Transformations

One important piece of the visualization pipeline is data transformation.

With Altair, you have two possible routes for data transformation; namely:

  1. pre-transformation in Python

  2. transformation in Altair/Vega-Lite

import altair as alt

Calculate Transform

As an example, let’s take a look at transforming some input data that is not encoded in the most intuitive manner. The population dataset lists aggregated US census data by year, sex, and age, but lists the sex as “1” and “2”, which makes charts labels not particularly intuitive:

from vega_datasets import data
population = data.population()
population.head()
year age sex people
0 1850 0 1 1483789
1 1850 0 2 1450376
2 1850 5 1 1411067
3 1850 5 2 1359668
4 1850 10 1 1260099
alt.Chart(population).mark_bar().encode(
    x='year:O',
    y='sum(people):Q',
    color='sex:N'
)

One way we could address this from Python is to use tools in Pandas to re-map these column names; for example:

population['men_women'] = population['sex'].map({1: 'Men', 2: 'Women'})

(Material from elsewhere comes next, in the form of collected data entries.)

PR #3366, opened 2019-09-27
Include *.assets.php files in build

westonruter:
This follows up on #3278, updating the build process to include `*.asset.php` files rather than `*.deps.json`.

This is just to fix something broken and is not considering whether or not it is a good idea to use PHP vs JSON. See https://github.com/ampproject/amp-wp/pull/3278#issuecomment-533152735.

### DIFF
--- a/Gruntfile.js
+++ b/Gruntfile.js
@@ -46,7 +46,7 @@ module.exports = function( grunt ) {
 		// Clean up the build.
 		clean: {
 			compiled: {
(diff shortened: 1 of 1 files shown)


schlessera:
> This is just to fix something broken and is not considering whether or not it is a good idea to use PHP vs JSON.

Related discussion in Core happens within https://core.trac.wordpress.org/ticket/48154

Issue #3397, opened 2019-10-01
Resizing Text block: Trying to resize smaller than possible moves the position


miina:
Steps to reproduce:
- Create a Text block.
- Turn off amp-fit-text.
- Resize it from the left handle to as narrow as possible.
- See the results.
![resizing-2](https://user-images.githubusercontent.com/3294597/65973325-6cd45880-e46b-11e9-9bef-b169fd7ac0eb.gif)

Expected: The block should stay in place when resizing and reaching limits.

Note: Same issue for non-rotated Text block, too.

Todo:
- [x] Fix the issue
- [x] Add tests for resizing for when amp fit text is turned off.

miina:
Note that this happens in case of other resizing handles, too. Not all but most.

swissspidy:
I think that's the same as #3290.

miina:
Ah, looks like it! Thanks for noting that.

swissspidy:
@miina Could you add testing instructions here for Claudio? Thanks in advance!

csossi:
Verified in QA

Issue #3326, opened 2019-09-23
Unskip resizing test after bugfix


swissspidy:
Since #3199 got resolved with #3259, we need to unskip the relevant e2e test for it:

https://github.com/ampproject/amp-wp/blob/b44ac6ac687008e4d1c5dd2ef78b2a5d3d9ecd23/tests/e2e/specs/stories-editor/resizing.js#L275-L299

In my quick test it actually didn't quite work out of the box, so perhaps the issue is not yet fully resolved.

spacedmonkey:
After unskipping this test, I am still getting this error in the e2e tests. 
```
  ● Resizing › Non-Fitted Text block › should not resize smaller than the set minimum width and height

    expect(received).toStrictEqual(expected) // deep equality

    Expected: 40
    Received: 250

      288 | 			await dragAndResize( resizableHandleLeft, { x: 300, y: 0 } );
      289 | 			dimensions = await getSelectedBlockDimensions();
    > 290 | 			expect( dimensions.width ).toStrictEqual( textBlockMinWidth );
          | 			                           ^
      291 | 
      292 | 			const resizableHandleRight = await page.$( '.wp-block.is-selected .components-resizable-box__handle-right' );
      293 | 			await dragAndResize( resizableHandleRight, { x: -300, y: 0 } );

      at Object.toStrictEqual (specs/stories-editor/resizing.js:290:31)

```

@barklund Should this tests now work?

swissspidy:
The test was probably flawed before, so it needs some investigation into what is actually expected. The text block in that test doesn't have any content in it either, just the placeholder, which might make a different as well. Would be good to test both cases.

alt.Chart(population).mark_bar().encode(
    x='year:O',
    y='sum(people):Q',
    color='men_women:N'
)

But Altair is designed to be used with URL-based data as well, in which such pre-processing is not available. In these situations, it is better to make the transformation part of the plot specification. Here this can be done via the transform_calculate method, which accepts a Vega Expression, which is essentially a string that can contain a small subset of javascript operations:

# undo our addition of a column above...
population = population.drop('men_women', axis=1)
alt.Chart(population).mark_bar().encode(
    x='year:O',
    y='sum(people):Q',
    color='men_women:N'
).transform_calculate(
    men_women='datum.sex == 1 ? "Men" : "Women"'
)

The one potentially confusing piece is the presence of the word “datum”: this is simply the convention by which Vega expressions refer to a row of the data.

If you would prefer to build these expressions in Python, Altair provides a lightweight API to do so:

from altair.expr import datum, if_

alt.Chart(population).mark_bar().encode(
    x='year:O',
    y='sum(people):Q',
    color='men_women:N'
).transform_calculate(
    men_women=if_(datum.sex == 1, "Men", "Women")
)

Filter Transform

The filter transform is similar. For example, suppose you would like to create a chart consisting only of the male population from these census records. As above, this could be done from Pandas, but it is useful to have this operation available within the chart specification as well. It can be done via the transform_filter() method:

alt.Chart(population).mark_bar().encode(
    x='year:O',
    y='sum(people):Q',
).transform_filter(
    datum.sex == 1
)

We have seen this transform_filter method before, when we filtered based on the result of a selection.

Other Transforms

Other transform methods are available, and though we won’t demonstrate them here, there are examples available in the Altair Transform documentation.

Altair provides a number of useful transforms. Some will be quite familiar:

  • transform_aggregate()

  • transform_bin()

  • transform_timeunit()

These three transforms accomplish exactly the types of operations we discussed in 03-Binning-and-aggregation, with the distinction that they result in the creation of a new named value that can be referenced in multiple places throughout the chart.

Many other transforms exist as well, such as:

  • transform_lookup(): this lets you perform one-sided joins of multiple datasets. It is used often, for example, in geographic visualizations where you join data (such as unemployment within states) to data about geographic regions used to represent that data

  • transform_window(): this lets you perform aggregates across sliding windows, for example computing local means of data. It was recently added to Vega-Lite, and so the Altair API for this transform is not yet very convenient.

Again visit the Transform documentation for a more complete list.

Exercise

Take the following data:

import pandas as pd
import numpy as np
x = pd.DataFrame({'x': np.linspace(-5, 5)})
  1. Create a chart based on this data, and plot sine and cosine curves using Altair’s transform_calculate API.

  2. Use transform_filter on this chart, and remove the regions of the plot where the value of the cosine curve is less than the value of the sine curve.